The sponsor of HB 1494, Rep. Jim Moeller, D-Vancouver, said few people know that referral agencies have mushroomed into a multimillion-dollar industry throughout Washington and nationally.

Legislation had wide support among many placement companies, consumer advocates and adult home owners.

“As the age wave hits, the demand for referral agencies will explode,” said Ingrid McDonald, the Washington advocacy director for AARP.

Referral-company owner Les Ostermeier, of Choice Advisory in Mill Creek, believes the new law will protect and empower families and the aged. His company was formed in 1993 and employs about two dozen people.

Increasingly, elder-placement companies are embracing a Web-based business model, in which placements are brokered over the telephone — and commissions collected — without any personal contact.
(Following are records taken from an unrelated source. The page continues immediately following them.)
PR #2740, opened 2022-01-31
Attribute table - Fix the export when a selection or a filter is active

mdouchin:
* when the layer is not spatial
* when the layer has parenthesis inside its name

Backported from master to release_3_4 without the Cypress tests.

* Ticket : #
* Funded by


mdouchin:
@nboisteault @rldhont Have not tested yet, just manually backported

mdouchin:
up

rldhont (approved):

PR #2743, opened 2022-02-01
[Bugfix] Edition: geom can be created on existing feature w/o geom on modify only

rldhont:
If the layer has only modify geometry capabilities, geomatry cannot be created on existing feature.

* Funded by 3Liz


nboisteault (approved):
If you have manually tested, it is ok for me.

PR #2754, opened 2022-02-03
Fix value map in 3.5

nboisteault:
* Ticket : #2700
* Funded by 3Liz


nboisteault:
@laurentj I have added unit test failing currently.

“I’m just dismayed,” he said.

One of those Web-based companies is Seattle-based A Place for Mom, the nation’s largest referral company. Opened in 2000, the private company now spans 45 states with hundreds of employees called elder-care advisers.

A Place for Mom, majority-owned by Warburg Pincus, a global private equity firm, pulls in an estimated $50 million a year in gross revenue.

The state ombudsman’s office reported last month that executives from A Place for Mom aggressively opposed the legislation, including “spreading distortions about the bill.”

Pamala Temple, co-founder and CEO of A Place for Mom, in a statement Wednesday, said she supports some regulation but believes the new law creates “significant barriers” by requiring a signed disclosure of fees before referring seniors to homes.

“Many tell us that if they were required to get their parent’s permission first before looking at options, they would not be able to start the search,” Temple said.

But Moeller and Ryan said the law requires a referral agency to obtain a signed disclosure statement, either in person or electronically, only before making a referral. Disclosure is not required when the agency is “only providing information,” according to the bill.

The legislation also requires referral companies to clearly identify ownership of their websites.

For example, the website “AssistedLiving.com,” which solicits contact information from visitors, makes no mention of A Place for Mom. Internet ownership records, however, show that AssistedLiving.com uses a network computer server registered to A Place for Mom.